▽

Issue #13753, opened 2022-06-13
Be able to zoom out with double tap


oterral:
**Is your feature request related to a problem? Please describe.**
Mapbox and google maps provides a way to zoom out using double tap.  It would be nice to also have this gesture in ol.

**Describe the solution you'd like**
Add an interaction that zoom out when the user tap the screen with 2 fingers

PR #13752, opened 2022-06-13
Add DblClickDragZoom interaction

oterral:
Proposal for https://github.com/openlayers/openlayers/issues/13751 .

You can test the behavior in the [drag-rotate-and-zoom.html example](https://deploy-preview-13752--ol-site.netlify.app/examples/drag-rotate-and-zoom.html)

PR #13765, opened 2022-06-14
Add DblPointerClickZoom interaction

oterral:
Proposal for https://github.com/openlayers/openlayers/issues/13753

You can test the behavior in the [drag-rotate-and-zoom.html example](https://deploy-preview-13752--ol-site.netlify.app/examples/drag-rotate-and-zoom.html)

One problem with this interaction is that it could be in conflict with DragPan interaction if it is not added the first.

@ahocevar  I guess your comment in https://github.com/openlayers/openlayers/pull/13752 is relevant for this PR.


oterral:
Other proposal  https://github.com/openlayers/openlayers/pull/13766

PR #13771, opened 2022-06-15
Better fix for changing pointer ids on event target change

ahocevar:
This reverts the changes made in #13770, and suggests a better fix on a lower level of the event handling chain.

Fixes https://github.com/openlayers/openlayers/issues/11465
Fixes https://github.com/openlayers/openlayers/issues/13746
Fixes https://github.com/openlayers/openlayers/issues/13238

△
▽

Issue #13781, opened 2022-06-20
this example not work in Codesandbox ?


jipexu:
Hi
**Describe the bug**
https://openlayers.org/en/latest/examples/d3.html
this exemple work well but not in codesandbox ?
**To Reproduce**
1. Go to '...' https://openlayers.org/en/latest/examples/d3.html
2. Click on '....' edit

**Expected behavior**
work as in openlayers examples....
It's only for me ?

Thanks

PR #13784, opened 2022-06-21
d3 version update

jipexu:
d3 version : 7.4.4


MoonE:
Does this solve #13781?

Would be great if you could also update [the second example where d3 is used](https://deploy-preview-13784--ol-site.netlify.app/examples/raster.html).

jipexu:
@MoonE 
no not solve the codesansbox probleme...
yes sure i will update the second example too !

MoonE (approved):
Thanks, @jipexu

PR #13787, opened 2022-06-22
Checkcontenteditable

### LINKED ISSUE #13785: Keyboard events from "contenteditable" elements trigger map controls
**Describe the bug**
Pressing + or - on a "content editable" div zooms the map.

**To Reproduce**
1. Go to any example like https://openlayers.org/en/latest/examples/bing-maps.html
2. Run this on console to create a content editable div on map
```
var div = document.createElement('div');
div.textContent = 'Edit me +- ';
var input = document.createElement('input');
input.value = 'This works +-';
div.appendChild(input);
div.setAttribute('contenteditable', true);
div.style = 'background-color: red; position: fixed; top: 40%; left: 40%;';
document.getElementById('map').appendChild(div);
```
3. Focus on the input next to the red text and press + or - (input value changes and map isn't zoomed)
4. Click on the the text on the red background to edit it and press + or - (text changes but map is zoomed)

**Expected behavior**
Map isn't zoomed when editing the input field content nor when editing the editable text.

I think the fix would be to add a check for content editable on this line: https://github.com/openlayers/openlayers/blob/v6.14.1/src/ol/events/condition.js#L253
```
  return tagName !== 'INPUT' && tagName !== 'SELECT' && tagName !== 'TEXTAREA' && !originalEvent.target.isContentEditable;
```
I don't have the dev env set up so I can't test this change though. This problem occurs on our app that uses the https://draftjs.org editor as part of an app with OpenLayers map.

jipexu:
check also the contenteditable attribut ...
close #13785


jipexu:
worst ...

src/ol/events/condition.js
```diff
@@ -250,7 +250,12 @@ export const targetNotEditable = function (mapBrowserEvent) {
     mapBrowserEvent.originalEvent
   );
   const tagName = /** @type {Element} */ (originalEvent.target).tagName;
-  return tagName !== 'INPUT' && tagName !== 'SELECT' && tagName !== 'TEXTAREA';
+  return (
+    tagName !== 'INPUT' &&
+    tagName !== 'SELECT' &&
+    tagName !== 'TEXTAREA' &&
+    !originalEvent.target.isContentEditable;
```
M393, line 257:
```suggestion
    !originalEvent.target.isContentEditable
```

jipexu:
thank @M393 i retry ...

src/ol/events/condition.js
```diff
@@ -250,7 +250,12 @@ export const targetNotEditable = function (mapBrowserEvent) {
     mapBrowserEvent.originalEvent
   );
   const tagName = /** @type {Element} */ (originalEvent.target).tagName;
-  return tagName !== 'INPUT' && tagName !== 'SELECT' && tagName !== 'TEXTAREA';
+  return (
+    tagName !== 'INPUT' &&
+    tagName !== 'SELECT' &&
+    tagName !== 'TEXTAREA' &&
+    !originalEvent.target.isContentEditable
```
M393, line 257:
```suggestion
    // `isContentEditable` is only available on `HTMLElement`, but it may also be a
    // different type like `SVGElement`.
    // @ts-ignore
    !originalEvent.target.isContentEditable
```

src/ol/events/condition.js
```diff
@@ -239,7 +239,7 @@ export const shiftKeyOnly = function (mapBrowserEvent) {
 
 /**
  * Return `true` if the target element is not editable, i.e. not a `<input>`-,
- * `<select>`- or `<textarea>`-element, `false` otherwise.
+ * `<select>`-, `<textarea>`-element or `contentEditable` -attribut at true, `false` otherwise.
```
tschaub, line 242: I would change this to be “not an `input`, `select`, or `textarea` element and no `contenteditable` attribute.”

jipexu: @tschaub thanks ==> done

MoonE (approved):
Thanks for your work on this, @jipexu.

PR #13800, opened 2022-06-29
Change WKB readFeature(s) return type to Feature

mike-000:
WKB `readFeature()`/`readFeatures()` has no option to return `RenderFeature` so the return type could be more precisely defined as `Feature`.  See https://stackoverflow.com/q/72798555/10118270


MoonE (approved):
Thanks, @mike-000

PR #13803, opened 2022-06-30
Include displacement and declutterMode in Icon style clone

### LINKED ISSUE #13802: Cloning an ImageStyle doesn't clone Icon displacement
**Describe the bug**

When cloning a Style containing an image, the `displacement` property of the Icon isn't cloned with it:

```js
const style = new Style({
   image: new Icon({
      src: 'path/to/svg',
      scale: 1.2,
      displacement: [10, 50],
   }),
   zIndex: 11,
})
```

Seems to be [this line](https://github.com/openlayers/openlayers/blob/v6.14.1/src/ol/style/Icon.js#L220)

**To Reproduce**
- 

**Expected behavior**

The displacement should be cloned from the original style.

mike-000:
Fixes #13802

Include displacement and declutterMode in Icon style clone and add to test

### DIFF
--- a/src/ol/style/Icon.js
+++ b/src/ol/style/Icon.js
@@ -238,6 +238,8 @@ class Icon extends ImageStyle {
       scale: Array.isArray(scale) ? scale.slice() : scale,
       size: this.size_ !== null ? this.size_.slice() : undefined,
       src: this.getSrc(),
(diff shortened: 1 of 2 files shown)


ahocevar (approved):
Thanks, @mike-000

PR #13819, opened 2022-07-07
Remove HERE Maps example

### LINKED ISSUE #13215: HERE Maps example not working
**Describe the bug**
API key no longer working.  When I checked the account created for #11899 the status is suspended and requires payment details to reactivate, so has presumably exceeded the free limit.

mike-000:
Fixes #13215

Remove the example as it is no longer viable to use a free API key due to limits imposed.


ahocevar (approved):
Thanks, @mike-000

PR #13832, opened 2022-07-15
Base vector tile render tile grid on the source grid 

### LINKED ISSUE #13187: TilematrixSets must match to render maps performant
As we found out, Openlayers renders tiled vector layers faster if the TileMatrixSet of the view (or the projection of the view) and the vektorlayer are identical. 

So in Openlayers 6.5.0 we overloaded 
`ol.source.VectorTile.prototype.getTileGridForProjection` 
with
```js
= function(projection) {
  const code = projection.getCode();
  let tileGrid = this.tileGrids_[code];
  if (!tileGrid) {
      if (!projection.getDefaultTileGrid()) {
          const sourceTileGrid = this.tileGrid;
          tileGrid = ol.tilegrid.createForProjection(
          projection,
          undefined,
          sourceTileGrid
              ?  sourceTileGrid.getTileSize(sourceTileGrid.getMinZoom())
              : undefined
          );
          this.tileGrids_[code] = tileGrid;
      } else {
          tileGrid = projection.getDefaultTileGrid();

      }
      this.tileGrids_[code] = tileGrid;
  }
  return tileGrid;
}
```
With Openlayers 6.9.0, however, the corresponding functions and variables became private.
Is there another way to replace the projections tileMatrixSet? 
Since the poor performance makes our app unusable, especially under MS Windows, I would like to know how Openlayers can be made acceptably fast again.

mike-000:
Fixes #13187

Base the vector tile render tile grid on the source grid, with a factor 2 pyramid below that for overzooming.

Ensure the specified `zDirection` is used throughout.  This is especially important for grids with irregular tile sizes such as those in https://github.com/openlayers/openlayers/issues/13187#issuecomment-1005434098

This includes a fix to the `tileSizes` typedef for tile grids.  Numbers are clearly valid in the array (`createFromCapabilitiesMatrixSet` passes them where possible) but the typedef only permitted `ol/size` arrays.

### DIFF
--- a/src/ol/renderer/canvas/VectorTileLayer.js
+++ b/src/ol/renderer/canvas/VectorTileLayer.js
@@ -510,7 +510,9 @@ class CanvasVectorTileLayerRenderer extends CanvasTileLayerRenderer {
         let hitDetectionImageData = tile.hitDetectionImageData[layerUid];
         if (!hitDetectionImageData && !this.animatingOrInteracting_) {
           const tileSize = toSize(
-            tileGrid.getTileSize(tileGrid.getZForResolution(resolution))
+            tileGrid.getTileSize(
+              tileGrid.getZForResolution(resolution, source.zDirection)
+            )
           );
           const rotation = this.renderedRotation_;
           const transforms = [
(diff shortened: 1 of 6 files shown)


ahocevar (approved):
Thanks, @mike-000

△

■ What to produce: In the records above, locate every line with the string "otherwise" and copy it.

■ Answer below:
- * `<select>`- or `<textarea>`-element, `false` otherwise.
+ * `<select>`-, `<textarea>`-element or `contentEditable` -attribut at true, `false` otherwise.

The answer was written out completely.